Note especially the empty eye-holes, a detail lost in subsequent appearances. |
If I were writing an Auton story now, my first priority would be the creation of a way for the tentacles and the plastic to co-reside in the same entity. This never happens in ‘Spearhead’, but the Autons do stand and wait in the room where the Nestene tentacled thing hides. At the end of the story, Channing reverts to a cruder Auton-form (once again making the Auton face skull-like, in that its appearance is linked to death in the more sophisticated Nestene replicas). A line of green matter is spattered on the dead and reverted Channing’s plastic face.
Bless you. |
This is the closest that the plastic gets to merging with the alien flesh. The proximity of the plastic skull and the green organic squidgy creature is tantalising.
It Adds Up
Doctor Who – because of its (spurious) materialist/empiricist/educational remit – has a set of internal rules that generally make the explicitly supernatural off-limits. The show tends to have been made with the intention of at least outwardly championing the Enlightenment values and certainties. As I argued here, this self-imposed attempt to foreclose upon the supernatural guides the show towards material (and materialist) monsters.

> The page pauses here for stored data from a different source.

PR #819, opened 2022-09-08
Improve `get_core_by_mcs`

maxentile:
Handle more cases where highly symmetric MCS results cause AtomMappingErrors

Increase size-limit on exhaustive search
* max_matches 1000 -> 10_000
* warn if max_matches exceeded

Performance optimizations
* Move some stuff out of double for loop
* Use cheaper np.any reduction before np.sum reduction

### DIFF
--- a/timemachine/fe/atom_mapping.py
+++ b/timemachine/fe/atom_mapping.py
@@ -5,6 +5,7 @@ import numpy as np
 from numpy.typing import NDArray
 from rdkit import Chem
 from rdkit.Chem import rdFMCS
+from scipy.spatial.distance import cdist
 
 from timemachine.constants import DEFAULT_FF
 from timemachine.fe.topology import AtomMappingError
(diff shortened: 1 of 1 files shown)


timemachine/fe/atom_mapping.py
```diff
@@ -94,24 +95,39 @@ def get_core_by_mcs(mol_a, mol_b, query, threshold=0.5):
...
     """
 
     # fetch conformer, assumed aligned
     conf_a = mol_a.GetConformer(0).GetPositions()
     conf_b = mol_b.GetConformer(0).GetPositions()
 
     # note that >1 match possible here -- must pick minimum-cost match
-    matches_a = mol_a.GetSubstructMatches(query, uniquify=False)
-    matches_b = mol_b.GetSubstructMatches(query, uniquify=False)
+    max_matches = 10_000
```
bp-kelley, line 107: Are you matching with or without hydrogens?  I will probably be cheaper to match without hydrogens and then match the hydrogens after the fact.

maxentile: Attempted, and I think your suggestion would be faster, but I don't know how to implement the "match the hydrogens after the fact" step without making this function significantly more complicated or possibly returning matches that could be inconsistent with `query`.

jkausrelay (approved):

maxentile:
@proteneer approved offline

However, owing to the converging influences of children’s fiction, mythological narrative (to which both SF and kid’s adventure fiction are much indebted) and the gothic (usually mediated through 20th century popular horror, most especially Universal and Hammer monster flicks), the show simultaneously inherits an underlying magical conception of reality and a tendency to make its monsters metaphorical and hauntological (if not usually spectral in the full sense), i.e. haunting us with the ‘repressed’.
Add the influence of ‘soft’ social SF literature, the prevailing ‘lefty liberal’ ethos among BBC creative types (which Barry Letts has spoken about) and the social context of pre-Thatcher Britain (in which there prevailed a broad ‘liberal’ socio-economic consensus), and you get a show that ends up representing this or that material nightmare of modernity in a great, mostly-liberal, allegorical morality play for kids.…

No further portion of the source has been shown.